By Kristine Dwyer, Staff Writer

(Page 1 of 3)  

Dr. Randle of Mississippi spent his career as a physician in internal medicine until his retirement two years ago. During this time, Randle saw a growing need in his community to support the medical care needs of those who were uninsured due to self-employment, low-wage jobs and the high costs of medical insurance. He found that many individuals had no access to preventative care and were avoiding treatment at the point of serious illness, which ultimately led them to larger health crises. As a result, Randle and his colleagues, other retired professionals, churches, community leaders and local businesses in Oxford stepped forward to open a Volunteers in Medicine Clinic that offers quality care to those without health insurance.

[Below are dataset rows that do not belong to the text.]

PR #1518, opened 2025-08-22
Update deps

alan-baker:
* Fix SPIR-V validation errors related to memory semantics


rjodinchr (approved):

rjodinchr:
Do you really need to update LLVM here?
I think you are hitting https://github.com/llvm/llvm-project/pull/141574#discussion_r2260773717

Issue #1519, opened 2025-08-28
Build libclc with LLVM_ENABLE_RUNTIMES instead of LLVM_ENABLE_PROJECTS


rjodinchr:
libclc has to be built with `LLVM_ENABLE_RUNTIMES`. It cannot be built with `LLVM_ENABLE_PROJECTS` with the latest LLVM.

rjodinchr:
We need fix in LLVM to be able to enable the build of libclc:
- https://github.com/llvm/llvm-project/pull/155836
- https://github.com/llvm/llvm-project/pull/155844

With those and https://github.com/rjodinchr/clspv/commit/a3721b0309e90314278aea90175b5196a4cc790a, I am able to build clspv.

rjodinchr:
cc @frasercrmck

PR #1526, opened 2025-09-29
patches: clean patch to get something we can merge upstream

rjodinchr:
Ref #1519


rjodinchr:
let's wait to see if we can land https://github.com/llvm/llvm-project/pull/161220 to merge that PR.

PR #1527, opened 2025-09-30
kokoro: windows: use Ninja instead of Visual Studio

rjodinchr:
Visual Studio is not capable of building libclc as a runtime. Let's switch to Ninja.

Ref #1519

### DIFF
--- a/kokoro/scripts/windows/build.bat
+++ b/kokoro/scripts/windows/build.bat
@@ -28,14 +28,6 @@ set PATH=c:\Python312;%PATH%
 cd %SRC%
 python utils/fetch_sources.py --ci
 
-:: #########################################
-:: set up msvc build env
-:: #########################################
-if %VS_VERSION% == 2022 (
-  set GENERATOR="Visual Studio 17 2022"
-  echo "Using VS 2022..."
-)
-
 cd %SRC%
 mkdir build
 cd build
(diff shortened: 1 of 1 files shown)


kokoro/scripts/windows/build.bat
```diff
@@ -28,14 +28,6 @@ set PATH=c:\Python312;%PATH%
 cd %SRC%
 python utils/fetch_sources.py --ci
 
-:: #########################################
-:: set up msvc build env
-:: #########################################
-if %VS_VERSION% == 2022 (
-  set GENERATOR="Visual Studio 17 2022"
-  echo "Using VS 2022..."
-)
```
dneto0, line 37: This doesn't work.

Errors out like this:
```
-- The C compiler identification is unknown
-- The CXX compiler identification is unknown
CMake Error at CMakeLists.txt:36 (project):
  The CMAKE_C_COMPILER:

    cl.exe

  is not a full path and was not found in the PATH.  Perhaps the extension is
  missing?

  Tell CMake where to find the compiler by setting either the environment
  variable "CC" or the CMake cache entry CMAKE_C_COMPILER to the full path to
  the compiler, or to the compiler name if it is in the PATH.
```

I think this needs to invoke the environment setup path. e.g. see SPIRV-Tools script here:

https://github.com/KhronosGroup/SPIRV-Tools/blob/main/kokoro/scripts/windows/build.bat#L30


```
if %VS_VERSION% == 2022 (
  call "C:\Program Files\Microsoft Visual Studio\2022\Professional\VC\Auxiliary\Build\vcvarsall.bat" x64
  echo "Using VS 2022..."
)
```

dneto0 (changes requested):
I'm fine with changing it, but the path setup script needs to be invoked.

rjodinchr:
closed as we fixed windows with: https://github.com/google/clspv/pull/1528

PR #401, opened 2020-10-06
Add GenesisConfig for Millau and Rialto Runtimes

HCastano:
Small follow up from #389. I've added the genesis config for each of the nodes, albeit with dummy values.

Draft since there's a few small things I want to clean up which I didn't have time for today.


bin/millau/node/src/chain_spec.rs
```diff
@@ -164,3 +165,12 @@ fn testnet_genesis(
 		}),
 	}
 }
+
+fn load_rialto_bridge_config() -> Option<BridgeRialtoConfig> {
+	Some(BridgeRialtoConfig {
+		initial_header: Some(millau_runtime::rialto::initial_header()),
```
svyatonik, line 171: It should be `rialto_runtime::initial_header()` instead :)

svyatonik: Nvm - I think I've misunderstood you design :)

HCastano: Yeah each runtime has modules which correspond to that particular chain's configuration. So the Millau chain has a file called `rialto.rs` where the configuration params for the Rialto chain are defined. If you think this is confusing I can put all that code is a common "config" folder or something. What do you think?

bin/millau/runtime/src/rialto.rs
```diff
@@ -0,0 +1,57 @@
...
+///
+/// Note that this doesn't have to be the "genesis" authority set, as the
+/// pallet can be configured to start from any height.
+pub fn initial_authority_set() -> AuthoritySet {
+	let set_id = 0;
+	let authorities = vec![
+		(AuthorityId::from_slice(&[1; 32]), 1),
+		(AuthorityId::from_slice(&[2; 32]), 1),
+		(AuthorityId::from_slice(&[3; 32]), 1),
+	];
```
HCastano, line 55: I wanted to get the real authorities + weights from Rialto at genesis but wasn't able to do so. I know I need to get the storage values under `GRANDPA_AUTHORITIES_KEY` using the `state_getStorage` RPC call but I wasn't able to figure out how

bin/millau/node/src/chain_spec.rs
svyatonik: No, it's perfectly fine :)

bin/millau/runtime/src/rialto.rs
svyatonik: There are two alternatives:
1) manually craft that value - initial authorities are Alice, Bob, Charlie, Dave, Eve and weight is 1 for every authority;
2) we have `substrate_relay::Client::grandpa_authorities_set()` - you may call it manually, or just run regulat Rialto -> RialtoPoA headers relay && when PoA contract is deployed, relay is tracing hex-encoded authorities set.

bin/millau/runtime/src/rialto.rs
```diff
@@ -0,0 +1,57 @@
...
+// To get this we first need to call the `chain_getBlockHash` RPC method, and then
+// we can use the result from that and call the `chain_getBlock` RPC method to get
+// the rest of the info.
+//
+// In this case we've grabbed the genesis block of the Rialto Substrate chain.
+pub fn initial_header() -> Header {
+	Header {
+		parent_hash: Default::default(),
+		number: Default::default(),
+		state_root: hex!("8fc2e3a8216b9f70fe2bc6804febb3f5192cb4046db5d546d1ad499a29bbbf27").into(),
```
svyatonik, line 39: I was getting different values locally && then realized we have a circular dependency here. Right now you have `Default::default()` in `rialto-runtime/src/millau.rs` && you may guess `state_root` of Rialto genesis block. But once you fix `state_root` in `rialto-runtime/src/millau.rs`, the `Rialto::genesis::state_root` would change and you will need to update it in this file => `Millau::genesis::state_root` will change and so on.

What we need is a separate 'start-headers-sync' step similar to `eth-deploy-contract` we have in sub2eth sync. So my suggestion is to:
1) since we have started with Millau -> Rialto headers sync (see PRs list), let's:
1.1) change `state_root` to `Default::default()` in this file;
1.2) change `state_root` from `Default::default()` to actual value in `bin/rialto/runtime/src/millau.rs` (this would allow us to start Millau -> Rialto headers and messages relay);
2) in next PRs change substrate pallet to:
2.1) support starting with empty configuration - i.e. no `initial_header`, no `initial_genesis_set`, ...;
2.2) support "initialize" sudo-call that will accept `GenesisConfig`
3) add additional function to relay - `initialize_rialto_headers_to_millau` that will submit tx with that sudo call.

bin/rialto/runtime/src/millau.rs
```diff
@@ -0,0 +1,47 @@
...
+/// The first header known to the pallet.
+///
+/// Note that this does not need to be the genesis header of the Millau
+/// chain since the pallet may start at any arbitrary header.
+pub fn initial_header() -> Header {
+	Header {
+		parent_hash: Default::default(),
+		number: Default::default(),
+		state_root: Default::default(),
+		extrinsics_root: Default::default(),
```
svyatonik, line 34:
```suggestion
		state_root: hex!("756ba147f373121b1c26281c51ec914d3f2790a064ad7728c2fa2935d0afe893").into(),
		extrinsics_root: hex!("03170a2e7597b7b7e3d84c05391d139a62b157e78786d8c082f29dcf4c111314").into(),
```

bin/rialto/runtime/src/millau.rs
```diff
@@ -0,0 +1,47 @@
...
+	}
+}
+
+/// The first set of Grandpa authorities known to the pallet.
+///
+/// Note that this doesn't have to be the "genesis" authority set, as the
+/// pallet can be configured to start from any height.
+pub fn initial_authority_set() -> AuthoritySet {
+	let set_id = 0;
+	let authorities = vec![(AuthorityId::from_slice(&[1; 32]), 1)];
```
svyatonik, line 45:
```suggestion
	let authorities = vec![
		(AuthorityId::from_slice(&hex!("88dc3417d5058ec4b4503e0c12ea1a0a89be200fe98922423d4334014fa6b0ee")), 1),
		(AuthorityId::from_slice(&hex!("d17c2d7823ebf260fd138f2d7e27d114c0145d968b5ff5006125f2414fadae69")), 1),
		(AuthorityId::from_slice(&hex!("439660b36c6c03afafca027b910b4fecf99801834c62a5e6006f27d978de234f")), 1),
		(AuthorityId::from_slice(&hex!("5e639b43e0052c47447dac87d6fd2b6ec50bdd4d0f614e4299c665249bbd09d9")), 1),
		(AuthorityId::from_slice(&hex!("1dfe3e22cc0d45c70779c1095f7489a8ef3cf52d62fbd8c2fa38c9f1723502b5")), 1),
	];
```

bin/rialto/runtime/src/millau.rs
svyatonik: (please check this, though - maybe I have some other changes that affect this state in #398)

svyatonik (commented):
LGTM - let's just [fix that in this PR](https://github.com/paritytech/parity-bridges-common/pull/401/files#r501628560) && merge this.

I was able to relay 9 Millau headers to Rialto using this PR and #398 :) Then it got stuck, because substrate pallet works slightly differently than eth contract - will try to fix it asap.

bin/rialto/runtime/src/millau.rs
HCastano: I got the same `extrinsics_root` but a different `state_root`. What I'm going to do is leave my values for this PR and you can change them to ones that work in #398

bin/millau/runtime/src/rialto.rs
HCastano: > manually craft that value - initial authorities are Alice, Bob, Charlie, Dave, Eve and weight is 1 for every authority

I didn't do this because I didn't know what the default weight was for authorities. I guess it is indeed `1` though.

Also, when looking at our Rialto deployment I saw that every time the authorities change only three are selected, not five. I wasn't sure if during genesis our authority list should only consist of the three authorities chosen at the time, or the "full list" which we've set up in our `docker-compose`.

bin/millau/runtime/src/rialto.rs
HCastano: I opened  #407 to track this.

bin/millau/runtime/src/rialto.rs
svyatonik: At genesis it is the full list, then (starting from session 2) only 3 -of-5 authorities are selected

svyatonik (approved):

Retirement has opened new doors for Dr. Randle and he has found many benefits in serving as a volunteer physician at the Oxford Medical Ministries Clinic. “It keeps my mind active and is a wonderful way to keep me engaged in life. I have a reason to get up in the morning. It is satisfying and very meaningful to continue caring for patients and to alleviate their distress in this gratifying environment. This is a great way to carry out what I was truly trained to do as a physician and it is liberating to practice without the barriers of paperwork, time-limited appointments and strict reimbursement guidelines. Everyone would agree that our health care system is in trouble and Volunteers in Medicine is an opportunity for citizens to try and rectify our health care needs, one community at a time.” Randle chooses to spend at least two days a week at the clinic plus one evening offering direct patient care, reviewing charts and lab work and writing prescriptions. He especially praises the dedication and compassionate spirit of the team of volunteers that make the Oxford Clinic a successful outreach program to those in need of care.
The current statistics are alarming; 48 million people in the U.S. have no medical insurance and another 25 million are underinsured, comprised mostly of middle and higher income families. As the country faces deep economic impacts in the new year, along with increased job losses, partnerships with established resources might be one solution to our healthcare crisis. The Volunteers in Medicine (VIM) program is an integral part of this nationwide solution.

Volunteers in Medicine  began in 1994 in Hilton Head, South Carolina. One out of three people on the island did not have access to health care. Simultaneously, a group of retired health care professionals were interested in continuing to utilize their medical skills in a part-time, volunteer capacity. The union of these two groups created the first VIM clinic, which is a nonprofit free clinic. The VIM model underscores the importance of using retired medical professionals to provide essential health care services in free community-based clinics for medically underserved and uninsured individuals.